> EXERCISE PROMPT
Please state how many lines of the listing contain the word "same", giving the number by itself.
____ DATA TO USE
PR #284, opened 2019-04-04
Remove legacy code

mrivi:
Removes:
- goBack
- stopInFront
- separate case for not using VFH*

### DIFF
--- a/local_planner/src/nodes/local_planner.cpp
+++ b/local_planner/src/nodes/local_planner.cpp
@@ -164,23 +164,21 @@ void LocalPlanner::determineStrategy() {
       create2DObstacleRepresentation(true);
     }
   } else {
-    evaluateProgressRate();
+    waypoint_type_ = tryPath;
 
+    evaluateProgressRate();
     create2DObstacleRepresentation(send_obstacles_fcu_);
 
     // decide how to proceed
     if (hist_is_empty_) {
       obstacle_ = false;
-      waypoint_type_ = tryPath;
-    }
-
-    if (!hist_is_empty_ && reach_altitude_) {
+    } else {
       obstacle_ = true;
 
-      getCostMatrix(
-          polar_histogram_, goal_, position_, curr_yaw_histogram_frame_deg_,
-          last_sent_waypoint_, cost_params_, velocity_.norm() < 0.1f,
-          smoothing_margin_degrees_, cost_matrix_, cost_image_data_);
+      getCostMatrix(polar_histogram_, goal_, position_,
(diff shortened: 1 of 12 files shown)


local_planner/src/nodes/planner_functions.cpp
```diff
@@ -12,16 +12,12 @@ namespace avoidance {
 // considered
 void filterPointCloud(
```
jkflying: @baumanta heads up, this might conflict with what you are working on

local_planner/src/nodes/local_planner.cpp
```diff
@@ -169,97 +160,42 @@ void LocalPlanner::determineStrategy() {
...
-             reach_altitude_) {
-    obstacle_ = true;
-    ROS_INFO(
-        "\033[1;35m[OA] There is an Obstacle Ahead stop in front\n \033[0m");
-    stopInFrontObstacles();
-    waypoint_type_ = direct;
-
     if (send_obstacles_fcu_) {
       create2DObstacleRepresentation(true);
     }
```
nicovanduijn: I'm guessing that 
```
    if (send_obstacles_fcu_) {
      create2DObstacleRepresentation(true);
    }
```
is the same as `create2DObstacleRepresentation(send_obstacles_fcu_)` ?

It seems that `create2DObstacleRepresentation(send_obstacles_fcu_)` is done both in the `if(!reach_altitude_)` and it's `else...`. Can we just do it once in the beginning?

local_planner/src/nodes/local_planner.cpp
```diff
@@ -169,97 +160,42 @@ void LocalPlanner::determineStrategy() {
...
+
+    evaluateProgressRate();
+    create2DObstacleRepresentation(send_obstacles_fcu_);
 
+    // decide how to proceed
+    if (hist_is_empty_) {
+      obstacle_ = false;
     } else {
-      evaluateProgressRate();
+      obstacle_ = true;
```
nicovanduijn: It looks like `obstacle_` and `hist_is_emtpy_` essentially contain the same information. Can we get rid of one of them?

local_planner/src/nodes/local_planner.cpp
mrivi: You would compute the histograms for no reasons during takeoff if you don't need to send the data to the Firmware

mrivi:
yes, I didn't notice any difference with respect to master

baumanta:
successful flight tests, no regression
________
> RESULT OF THIS TASK
2